# sbe3



## HalOutdoors (Feb 5, 2017)

who got it and what do you think about it?


----------



## dom (Feb 7, 2017)

i think a smart person would look for SBE2's that were on sale now and save their $700


----------



## stringmusic (Feb 7, 2017)

dom said:


> i think a smart person would look for SBE2's that were on sale now and save their $700



Yea, you can put a bigger bolt handle on your sb2 and have the same gun.


----------



## mizzippi jb (Feb 7, 2017)

dom said:


> i think a smart person would look for SBE2's that were on sale now and save their $700



$700 difference? Gun broker prices beg to differ. Between $150 and $200.  Unless you are talking about used sbe2's


----------



## 27metalman (Feb 7, 2017)

$1,900 a bit pricey.  I'm going to shoot my SBE2 until it can't take no more.  I fussed back when they first came out... seams like a heck of deal now.


----------



## Water Swat (Feb 7, 2017)

screw that. not paying 1900 for their idea of ergonomically better and a larger bolt handle.


----------



## mizzippi jb (Feb 8, 2017)

Water Swat said:


> screw that. not paying 1900 for their idea of ergonomically better and a larger bolt handle.
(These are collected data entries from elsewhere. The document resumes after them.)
PR #242, opened 2018-09-30
Improve loading view and improve demo

3lvis:
# Why?

Improved support for going from loading to success

# What?

Improves transition between states, this potentially could be refactored for better state handling but not sure if we should wait until we add "failed" for example.

# Show me

all


3lvis:
Okay, this time I'm pointing to the branch.

Sources/Fullscreen/LoadingView/Demo/LoadingViewDemoView.swift
```diff
@@ -22,18 +69,37 @@ public class LoadingViewDemoView: UIView {
...
 
     private func setup() {
-        addSubview(startLoading)
-        NSLayoutConstraint.activate([
-            startLoading.bottomAnchor.constraint(equalTo: bottomAnchor, constant: -.largeSpacing),
-            startLoading.centerXAnchor.constraint(equalTo: centerXAnchor)
-            ])
+        addSubview(tableView)
+        tableView.fillInSuperview()
+        tableView.dataSource = self
```
robinsalehjan: Nitpicking, but can we move this into the computed `tableView` property?

Sources/Fullscreen/LoadingView/Demo/LoadingViewDemoView.swift
```diff
@@ -22,18 +69,37 @@ public class LoadingViewDemoView: UIView {
...
+        tableView.delegate = self
```
robinsalehjan: And this one as well.

3lvis:
Adressed PR comments :)

3lvis:
🎉

PR #754, opened 2020-01-23
Don't set custom line height for bullet point lists

vadymmarkov:
# Why?

Because if we set custom line height it should be done everywhere across the app, not only for bullet lists.

# What?

Don't set custom line height for bullet point lists.

# Show me

**Affected components**

| Before | After |
| --- | --- |
| finn_tr_old iPhone copy | testConsentTransparencyInfo_new iPhone copy |
| testColumnListsView iPhone copy_old | testColumnListsView iPhone_new |


fespinoza:
@vadymmarkov I guess an option could be to pass the lineHeight as parameter of the function?

vadymmarkov:
@fespinoza Yes, but I talked to Thuy and he doesn't want us to set custom line heights since it leads to inconsistency.

PR #756, opened 2020-01-23
Dark mode fix for utility button

ninarg:
# Why?

The utility button's border is not updated instantly when switching from/to dark mode. When we only set the button's layout once it is initialized, the app will sometimes not draw it correctly when the environment changes. This can be resolved by moving the setup of buttons to a lifecycle method.

# What?

Since the utility button is used multiple places, I tried to fix this with a general approach in our Button class. I tried to run the whole `setup()` method from `layoutSubviews`. A problem with doing this is that the button in some cases is changed after the setup, when the button shouldn’t completely follow one of the styles, so with this solution, these changes were overwritten.

I ended up resetting the `.utility` style for all utility buttons in `layoutSubviews`. I think it’s suboptimal that we have to do this every time we create a new utility button. Or is it okay? Any thoughts? 🤔


fespinoza:
I would try to solve the button itself,

when the button instance initializes, the traits are empty and then when getting a cgColor from a UIColor this result in a concrete value that won't change on trait collection change.

I would try/explore by setting the border of the button in `layoutSubviews` of `Button` instead. `layoutSubviews` does have the value of `traitCollection` set, then UIColors will return different values for light/dark modes.

ninarg:
Putting this in `Button` works. The downside is that all usages of buttons are forced to have the default `borderColor` for their style. (It affects `FeedbackView`, which is changing the border color of default button)

```
public override func layoutSubviews() {
        super.layoutSubviews()
        layer.borderColor = style.borderColor(forState: state)
}
```

Sources/Components/Feedback/FeedbackView.swift
```diff
@@ -319,6 +317,7 @@ private class ButtonView: UIView {
             positiveButton.removeFromSuperview()
             negativeButton.removeFromSuperview()
         }
+        negativeButton.style = Button.Style.negativeButton()
```
fespinoza: you can do `let button = Button(style: .negativeButton(), size: .small)` in the lazy var instead

PR #765, opened 2020-01-31
Refactor: key value grid view

fespinoza:
# Why?

For the motor MP I realized than having a UICollectionView inside a UICollectionViewCell was way more complicated that it had to be for this component, so I tried to simplify the underlying implementation by using stack views instead.

# What?

- Rename `KeyValueCollectionView` to `KeyValueGridView`
- Refactor the implementation by using stack views instead of UICollectionView
- Remove files that are not needed anymore

This is technically a breaking change, due #759 was merged into master (although it wasn't used yet in the iOS app), but i guess i will still do a major release after this is merged.

I will also wait to merge this after testing the integration with the object page.


fespinoza:
I checked the integration with the object page 👍, this is ready to be merged

Demo/Components/KeyValueCollectionView/KeyValueGridDemoView.swift
```diff
@@ -4,15 +4,20 @@
...
+class KeyValueGridDemoView: UIView {
+    private lazy var keyValueGridView: KeyValueGridView = {
+        let view = KeyValueGridView(withAutoLayout: true)
         view.configure(with: sampleData)
         view.backgroundColor = .bgSecondary
         view.numberOfColumns = numberOfColumnsForTraits
         return view
     }()
 
+    private lazy var scrollView: UIScrollView = {
```
bstien: Could be just

```suggestion
    private lazy var scrollView = UIScrollView(withAutoLayout: true)
```

PR #768, opened 2020-02-04
Improvement: allow enabling/disabling the collapse behavior for CollapsibleContentView

fespinoza:
# Why?

In certain cases we don't want to expand/collapse the content inside the
CollpsibleContentView which is done for the specifications list in the
new motor object page. In that case we use this view to show the same
style of header for that content.

# What?

- add `isEnabled` to `CollapsibleContentView`


bstien:
Just a thought: will the view collapse/expand if you tap anywhere within the header, or just the arrow on the right?

fespinoza:
spelling is difficult man xD

fespinoza:
it's anywhere in the header

PR #776, opened 2020-02-07
Adin 7401 userads redesign

hakloev:
# Why?

We want to adjust the design of user ads in the ad insertion. 

# What?

* Added a new generic table view cell: `UserAdTableViewCell` with two different stylings; `.default` and `.compressed`. In general, this is a modification of `UserAdsListViewCell` that tries to decouple FinniversKit from knowing anything domain specific, like i.e. ad statuses. 
* Added a protocol for the view model of the cell: `UserAdTableViewCellViewModel`
* Exposed `overrideStyle` from `Button.Style` since it is useful (and needed) outside of FinniversKit

The idea is to release this redesign in two steps, so `UserAdTableViewCell` and `UserAdsListViewCell` will live side by side for some time, until we've moved the logic of `UserAdsListView`into the ad-insertion module. Hence, the ads from `UserAdsFactory` is used for the cell demo view. The next step of this process will be completed when we have a new design for emphazised ads. 

# Show me

| Compact | Regular |
| --- | --- |
| Simulator Screen Shot - iPhone 11 Pro - 2020-02-06 at 13 28 44 | Simulator Screen Shot - iPhone 11 Pro - 2020-02-06 at 13 28 40 |


Demo/Cells/UserAdTableViewCell/UserAdCellDemoView.swift
```diff
@@ -0,0 +1,106 @@
...
+    }
+
+    func remoteImageView(_ view: RemoteImageView, loadImageWithPath imagePath: String, imageWidth: CGFloat, completion: @escaping ((UIImage?) -> Void)) {
+        guard let url = URL(string: imagePath) else {
+            completion(nil)
+            return
+        }
+
+        // Demo code only.
+        let task = URLSession.shared.dataTask(with: url) { data, _, _ in
```
bstien: I've learned that these network calls should have some sleep included, so we don't mess with the snapshot tests.

From `FrontPageDemoView`:
```swift
// Demo code only.
let task = URLSession.shared.dataTask(with: url) { data, _, _ in
    usleep(50_000)
    DispatchQueue.main.async {
        if let data = data, let image = UIImage(data: data) {
            completion(image)
        } else {
            completion(nil)
        }
    }
}
```

Sources/Cells/UserAdTableViewCell/UserAdTableViewCell.swift
```diff
@@ -0,0 +1,220 @@
...
+    private var model: UserAdTableViewCellViewModel?
+
+    private var style: Style? = .default {
+        didSet {
+            setupStyleConstraints()
+        }
+    }
+
+    private static var defaultImageWidth: CGFloat = 80
+    private static var compressedImageWidth: CGFloat = 50
```
bstien: Could these lines be `let`s instead?

Sources/Cells/UserAdTableViewCell/UserAdTableViewCell.swift
```diff
@@ -0,0 +1,220 @@
...
+
+}
+
+// MARK: - ImageLoading
+
+extension UserAdTableViewCell: ImageLoading {
+
+    public func loadImage() {
+        if let imagePath = model?.imagePath {
+            adImageView.loadImage(for: imagePath, imageWidth: .veryLargeSpacing, loadingColor: loadingColor, fallbackImage: fallbackImage)
```
bstien: We should probaby try to fetch the image with the correct imageWidth here.

```suggestion
            let imageWidth = style == .compressed ? compressedImageWidth : defaultImageWidth
            adImageView.loadImage(for: imagePath, imageWidth: imageWidth, loadingColor: loadingColor, fallbackImage: fallbackImage)
```

Sources/Cells/UserAdTableViewCell/UserAdTableViewCell.swift
```diff
@@ -0,0 +1,224 @@
...
+        }
+    }
+
+    public var loadingColor: UIColor? = .toothPaste
+
+    // MARK: - Private properties
+
+    private var model: UserAdTableViewCellViewModel?
+
+    private var style: Style? = .default {
```
nickfalk: Have you considered just getting rid of this property(?) The code handling it is very close to a pure functional form already. ☺️

Sources/Cells/UserAdTableViewCell/UserAdTableViewCell.swift
```diff
@@ -0,0 +1,224 @@
...
+        case compressed
+    }
+
+    public var remoteImageViewDataSource: RemoteImageViewDataSource? {
+        didSet {
+            adImageView.dataSource = remoteImageViewDataSource
+        }
+    }
+
+    public var loadingColor: UIColor? = .toothPaste
```
nickfalk: Doesn't seem like we're doing much with this rather than using it as `.toothPaste`, but this is perhaps something we want to consider?

Sources/Cells/UserAdTableViewCell/UserAdTableViewCell.swift
```diff
@@ -0,0 +1,224 @@
...
+
+extension UserAdTableViewCell: ImageLoading {
+
+    public func loadImage() {
+        guard let imagePath = model?.imagePath else {
+            adImageView.image = fallbackImage
+            return
+        }
+
+
```
nickfalk: Being a teensy-teensy bit too generous with your line-breaks. 😛

Sources/Cells/UserAdTableViewCell/UserAdTableViewCell.swift
hakloev: It's set from the data source in the ad-insertion module.

PR #778, opened 2020-02-10
Motor MP: new safety elements view

fespinoza:
# Why?

We needed a redesign of the safety elements for the motor object page, but also
we needed a special layout for iPhone than the one we originally had.

# What?

- Add `SafetyElementsView` component
- Fix some swift lint issues

Internally the `SafetyElementsView` uses internal views
`SafetyElementsView.CompactView` and `SafetyElementsView.RegularView` to render the content
in the right way for the given configuration.

There is a certain level of internal reuse of subviews.

The layout that is used to render the view is determined by `useCompactLayout`,
so it can be manually set.

I'm also using nested classes to define the internal views, to some-what avoid long names and
not polluting the main namespace with names of internal only views.

# Show me

iphone
ipad
ipad with multiple elements


fespinoza:
ready to review mr @bstien

Sources/Components/SafetyElementsView/Regular/RegularView.swift
```diff
@@ -0,0 +1,144 @@
...
+                .arrangedSubviews
+                .compactMap({ $0 as? HeaderView })
+                .forEach({ $0.isActive = false })
+            (gesture.view as? HeaderView)?.isActive = true
+            setActiveElement(to: index)
+            delegate?.safetyElementsRegularView(self, didSelectElementAt: index)
+        }
+
+        private func setActiveElement(to index: Int) {
+            guard viewModels.count > 0 else { return }
```
bstien: Could rather be

```suggestion
            guard !viewModels.isEmpty else { return }
```

Sources/Components/SafetyElementsView/SafetyElementViewModel.swift
```diff
@@ -0,0 +1,21 @@
...
+//
+
+import Foundation
+
+public struct SafetyElementViewModel {
+    let title: String
+    let icon: UIImage
+    let body: String
+    let topLink: LinkButtonViewModel?
+    let bottomLink: LinkButtonViewModel?
```
bstien: In case we need to debug stuff in the app it'd be great if these were marked as `public` so we can access them :)

Sources/Components/SafetyElementsView/SafetyElementsView.swift
```diff
@@ -0,0 +1,77 @@
...
+    // MARK: - Initializers
+    private lazy var compactView: CompactView = {
+      let view = CompactView(withAutoLayout: true)
+
+      return view
+    }()
+
+    private lazy var regularView: RegularView = {
+      let view = RegularView(withAutoLayout: true)
+
```
bstien: Could be 

```swift
private lazy var regularView = RegularView(withAutoLayout: true)
```

Sources/Components/SafetyElementsView/SafetyElementsView.swift
```diff
@@ -0,0 +1,77 @@
...
+    public weak var delegate: SafetyElementsViewDelegate?
+
+    // MARK: - Private properties
+    private var viewModels: [SafetyElementViewModel] = []
+    private var selectedElementIndex: Int = 0
+
+    // MARK: - Initializers
+    private lazy var compactView: CompactView = {
+      let view = CompactView(withAutoLayout: true)
+
```
bstien:
```swift
private lazy var compactView = CompactView(withAutoLayout: true)
```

Well, you bought your 2 from the most legendary legend in the world.  A modern day pioneer, so its definitely the best of the best.


----------



## mattech (Feb 8, 2017)

They aren't really much more than a sbe2, and honestly when your spending $1600 on a gun what's another $150


----------



## GSURugger (Feb 8, 2017)

Ima keep shooting my 12 and 20 M2's.

3-1/2" shells are for losers.


----------



## dom (Feb 8, 2017)

mizzippi jb said:


> $700 difference? Gun broker prices beg to differ. Between $150 and $200.  Unless you are talking about used sbe2's



i know where to get a 25th anniversary for 1400. brand spankin new


----------



## mizzippi jb (Feb 8, 2017)

dom said:


> i know where to get a 25th anniversary for 1400. brand spankin new



Aight.  Then that's a $400 difference from the ones on gunbroker.  I think I paid 1200 for my sbe2  brand new right when they came out.  Most of em are $1600 new now.


----------



## WOODIE13 (Feb 8, 2017)

Get a Vinci and be done with it


----------



## Gut_Pile (Feb 8, 2017)

woodie13 said:


> get a m1 and be done with it



fify


----------



## WOODIE13 (Feb 8, 2017)

Gut_Pile said:


> fify



Alt-quotes

But if you need a 3 1/2, well, that's what she said

Got my wife an M1, so....


----------



## mizzippi jb (Feb 8, 2017)

WOODIE13 said:


> Get a Vinci and be done with it



Safety up front .....eewwwww gross!  Haha, I can't get used to that.


----------



## HalOutdoors (Feb 8, 2017)

where is the 3 700 bucks more than the 2


----------



## dom (Feb 9, 2017)

mizzippi jb said:


> Aight.  Then that's a $400 difference from the ones on gunbroker.  I think I paid 1200 for my sbe2  brand new right when they came out.  Most of em are $1600 new now.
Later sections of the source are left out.